"""

PR #2290, opened 2025-05-11
Improve comment about View\ModelTrait::$model DI in View::init()

### LINKED ISSUE #2284: View::setModel() called in View::init() - still needed in V6?
Hi,

in atk4\ui 6 the property `View::$model` was removed, and so was `View::setModel()`.

However,  part of this former logic still resides within `View::init()`:
```php

        // allow for injecting the model with a seed
        if (property_exists($this, 'model') && $this->model !== null) {
            $this->setModel($this->model); // @phpstan-ignore method.notFound
        }
```

IMHO this code is not needed in `View` any more. If any classes which extend `View` add a `$model` property, they know themselves how to handle this property and should not rely on `View` parent to call `setModel()`.

PhilippGrashoff:
fix #2284

This PR removes some logic inside `View::init()` that was maybe kept for backwards compatibility, as `View` used to have a `model` property until v6.
As `View` now does not have a `model` property any more, it also shouldn't include the logic to call `setModel()` method if a model property exists. This should be handled by classes extending `View` which add a `model` property.

### DIFF
--- a/src/View.php
+++ b/src/View.php
@@ -183,11 +183,6 @@ class View extends AbstractView
         foreach ($addLater as [$object, $region]) {
             $this->add($object, $region);
         }
-
-        // allow for injecting the model with a seed
-        if (property_exists($this, 'model') && $this->model !== null) {
-            $this->setModel($this->model); // @phpstan-ignore method.notFound
-        }
     }
 
     public function getExecutorFactory(): ExecutorFactory
--- a/src/View.php
+++ b/src/View.php
@@ -183,6 +183,11 @@ class View extends AbstractView
         foreach ($addLater as [$object, $region]) {
             $this->add($object, $region);
         }
+
+        // allow for injecting the model with a seed
+        if (property_exists($this, 'model') && $this->model !== null) {
+            $this->setModel($this->model); // @phpstan-ignore method.notFound
+        }
     }
 
     public function getExecutorFactory(): ExecutorFactory
--- a/src/View.php
+++ b/src/View.php
@@ -184,7 +184,7 @@ class View extends AbstractView
             $this->add($object, $region);
         }
 
-        // allow for injecting the model with a seed
+        // allow for injecting the model using View\ModelTrait
         if (property_exists($this, 'model') && $this->model !== null) {
             $this->setModel($this->model); // @phpstan-ignore method.notFound
         }
--- a/src/View/EntityTrait.php
+++ b/src/View/EntityTrait.php
@@ -11,6 +11,16 @@ trait EntityTrait
 {
     public ?Model $entity = null;
 
+    #[\Override]
+    protected function init(): void
+    {
+        parent::init();
+
+        if ($this->entity !== null) {
+            $this->setEntity($this->entity);
+        }
+    }
+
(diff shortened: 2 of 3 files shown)


mvorisek:
please fix CI

mvorisek:
Currently one demo relies on this: demos/_unit-test/scope-builder.php. Easy to fix.

However, what is the motivation of this change? Clean OOP?

I am very worried about migration path. I am fine with BC-break, but the main BC-breaks should be at least easily detectable using PHPStan l6 or higher. This is not the case here.

We can move this into `View\ModelTrait`, but then we would need to handle overriden init() conflicts.

mvorisek:
If DI with `model` property is minimal, we can override `setDefaults` (to not require having to resolve conflict of `init`) and throw there if the `model` (and `entity`) property was set not thru `setModel`/`setEntity`. This way, PHPStan will still not detect any issue, but runtime will.

Wdyt?

PhilippGrashoff:
Hi,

"""

§ **Your goal**
Count every line of the entries that includes "more", and say the number alone.

§ **Worked solution**
2